Call: Facing The Future, Facing The Screen – 10th Budapest Visual Learning Conference

Call for Abstracts

FACING THE FUTURE, FACING THE SCREEN
10th Budapest Visual Learning Conference
Hungarian Academy of Sciences
Budapest, Hungary
A blended physical-online event
November 17, 2022
http://www.hunfi.hu/nyiri/FFF/ FFF.pdf

Organizing Committee:

  • Dr. Petra Aczél, Corvinus University of Budapest
  • Dr. András Benedek, Budapest University of Technology and Economics
  • Dr. Kristóf Nyíri, Hungarian Academy of Sciences

Dear All, the Committee for Communication and Media Theory of the Hungarian Academy of Sciences and Corvinus University of Budapest have begun to organize the 10th Budapest Visual Learning Conference, to be held at the Hungarian Academy of Sciences, on November 17, 2022, as a blended physical-online event. Conference title: Facing the Future, Facing the Screen. The event will be opened by the President of the Hungarian Academy of Sciences, world-renowned neurobiologist Tamás Freund.

Following upon the present preliminary call for abstracts, in the course of the following months many circulars and personal messages will be sent out, but please note that the best way to inform yourself about how our preparations proceed is to look at the http://www.hunfi.hu/nyiri/FFF/ FFF.pdf page.

The Facing the Future, Facing the Screen conference is planned as an interdisciplinary encounter of communication and media theory, picture theory, psychology, philosophy, pedagogy, history, political science, and other specialties.

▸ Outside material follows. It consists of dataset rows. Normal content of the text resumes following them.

PR #370, opened 2019-01-23
nuke workflow / pypeclub update

mkolar:
So we took #329 and pushed it a bit further, so this should have most that's needed for nuke implementation. We've closed our previous PR and reopening here as we had to do a lot of cleanup on our side. This builds on top of #329 so if everyone is fine with this PR, the old can be closed I think. 

**What's here:**
Avalon Menu in nuke with all the main options
integrated key functions in ./avalon/nuke/pipeline ( ls, publish, containerise, parse_container, update_container, viewer_update_and_undo_stop)
added some useful functions into ./avalon/nuke/lib (add_publish_knob, ls_img_sequence, maintained_selection)
workfiles integration for Nuke

We tried to keep the integration as close to fusion and maya standard as we could. If anyone spots inconsistencies please shout out, we'll gladly fix them. 

**Creator**
Attaches `avalon` tab to a node with `avalon` data string knob to which we serialize all the necessary data and then read it back during collection from this one attribute. we discussed instead adding more separate attributes like in maya, but this seemed a bit cleaner and user can't screw with the data on the node.

**Containers**
Work the same as above. When loading we add `avalon` data to a new tab on the node, so everything that has this tab with avalon data and correct id is listed as container and can be updated. 

I'm hoping there are no outside dependencies left at all now.


tokejepsen:
Awesome stuff! Unfortunately can't test it, but will close the other issue to clean up.

avalon/nuke/lib.py
```diff
@@ -0,0 +1,240 @@
...
+    try:
+        yield
+    finally:
+        # unselect all selection in case there is some
+        [n['selected'].setValue(False) for n in nodes]
+        # and select all previously selected nodes
+        if previous_selection:
+            [n['selected'].setValue(True)
+             for n in nodes
+             if n.name() in previous_selection]
```
BigRoy: Couldn't this just be `for n in previous_selection` if you don't store the `name` but just keep a reference to the node?

avalon/nuke/lib.py
```diff
@@ -0,0 +1,240 @@
...
+def maintained_selection():
+    nodes = nuke.allNodes()
+    previous_selection = [n.name()
+                          for n in nodes
+                          if n['selected'].value() is True]
+    try:
+        yield
+    finally:
+        # unselect all selection in case there is some
+        [n['selected'].setValue(False) for n in nodes]
```
BigRoy: This would act "wrong" in the situation where during the context new nodes are created which weren't originally there. These would never get deselected since they are not in `nodes`. This should actually retrieve the current selection, and clear that?

avalon/nuke/lib.py
```diff
@@ -0,0 +1,240 @@
...
+import logging
+import toml
+
+log = logging.getLogger(__name__)
+
+
+@contextlib.contextmanager
+def maintained_selection():
+    nodes = nuke.allNodes()
+    previous_selection = [n.name()
```
BigRoy: Can't you get the selected nodes in nuke with: `nuke.selectedNodes()`? I see it being used [here](https://stackoverflow.com/a/35048809/1838864).

avalon/nuke/lib.py
```diff
@@ -0,0 +1,240 @@
...
+    Returns:
+        tuple: head, padding, tail (extension)
+
+    """
+    filename, ext = os.path.splitext(path)
+    print(filename)
+    print(filename, ext)
+    # Find a final number group
+    if '%' in filename:
+        print("I am here")
```
BigRoy: These print statements likely need to be removed, looks like debugging lines.

avalon/nuke/lib.py
```diff
@@ -0,0 +1,240 @@
...
+        node = node[0]
+
+    add_avalon_tab_knob(node)
+    add_publish_knob(node)
+    node['avalon'].setValue(toml.dumps(data))
+
+    return node
+
+
+def ls_img_sequence(dirPath, one=None):
```
BigRoy: Just wondering, could this be simplified/resolved by using `clique` that is vendorized with avalon core?

Also, if there's a "list image sequence" method and it's non-trivial code (like this) I believe it is somewhat universally needed - could be a good one for `avalon.lib` as opposed to `avalon.nuke.lib`? Or is this specifically targeted at Nuke?

BigRoy:
Great stuff @mkolar! I commented one some things that stood out to me, though note that I am not a Nuke user.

We absolutely expect new scholarly results, aim at an es­sential scientific step forward. The central question: what image of the future can we conceive of in a world based ever more strongly and diversely on digital devices and online communication, what new patterns of life and in particular forms of education should we strive to create, what possible distortions in our way of life should we be prepared for? If on the one hand we assume that primordial thinking emerged not as a verbal but as a pic­torial one, as well as of course do re­cognize the scientific value of today’s image creation and image reproduction techniques, and in particular of visual simulation bringing together vast amounts of data in an easily understand­able animation; but on the other hand clearly perceive the often destructive effects of phoney images disseminated via social media: in what direction should we then search, under such contradictory conditions, for the right pattern of a pictorial education for the future?

At this conference we aim to host some 50 to 100 papers. Obviously such a number of talks cannot be fitted into the given time frame of a few hours. The solution we propose is the same one we applied at the 9th Budapest Visual Learning Con­ference, please look at http://www.hunfi.hu/nyiri/ VLC9/graph_1.pdf. The papers – very short papers, say 5000 characters main text plus foot­notes and image captions – will be made available online prior to the event. Please do not feel the limited length to be a yoke, experience it, rather, as a libera­tion. Being brief is the new normal. The conference itself will then serve mainly as a forum to discuss all the submitted papers by all participants. Subsequent to the event, within months, we plan to publish edited collec­tions of a selection of the talks in journals, as well as the entire lot of the talks in a bulky volume, with colour images, both online and printed.

This being an informal first call for abstracts, potential participants are free to suggest topics, sub-topics, etc. Here is a list of topics preliminarily and say lightheartedly thought of by the organizers:

  • Facing the Past
    • How the Cave-Man Saw Language
    • Plato’s Cave: Literacy and the Human Mind
  • Reading from Paper, Reading from Screen
  • Postmodernism Made Easy
    • Post-typography
    • Letters and Fonts in Digital Environments
  • Artificial Intelligence — bien fait or counterfeit?
  • Online Publishing
    • predatory publishers
    • author/publisher imbalance
    • how to cite?
    • dilemmas of peer-reviewing
    • paradoxes of open access
    • copyright in an online world
    • books vs. extracts, long vs. short compositions, texts vs. videos
  • New Localism

Dear All! Are you interested in participating (online or physically – fate might decide…)? Do you have suggestions as to further topics/subtopics? Feel free to informally write to me (Kristóf Nyíri, nyirik@gmail.com). Or indeed submit an abstract to the combined three addresses of the organizers: petra.aczel@uni-corvinus.hu, benedek.a@eik.bme.hu, nyirik@gmail.com

The abstract should not be longer than 2000 characters, with a bio (affiliation, main research interests) of max. 500 characters added. In the abstract please do not use the (author, year) reference style, nor do have a list of references at the end. Just apply, if you need to, informal references, like e.g. “as Seymour Papert wrote in his Mindstorms”, or e.g. “the theory put forward by Kosslyn et al. in 2001”. We look forward to your messages & submissions. The final aim, remember, is for us to produce a truly im­portant and widely disseminated volume in the classical humanities tradition but adapted to the new online environment.